PR #78, opened 2024-07-25
Fix S3 upload error

jashapiro:
The S3 upload error we were seeing in slack was not actually an upload error, but rather an error in the `rm` step. The log files were being uploaded as expected to S3, but I had erroneously added matching quotes around the glob going into `rm` so it was not being expanded and did not match any files.


sjspielman (approved):
👍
========================
■ Aim of the exercise
Give the entries again in full, with nothing changed.

■ Answer for the task
PR #78, opened 2024-07-25
Fix S3 upload error

jashapiro:
The S3 upload error we were seeing in slack was not actually an upload error, but rather an error in the `rm` step. The log files were being uploaded as expected to S3, but I had erroneously added matching quotes around the glob going into `rm` so it was not being expanded and did not match any files.


sjspielman (approved):
👍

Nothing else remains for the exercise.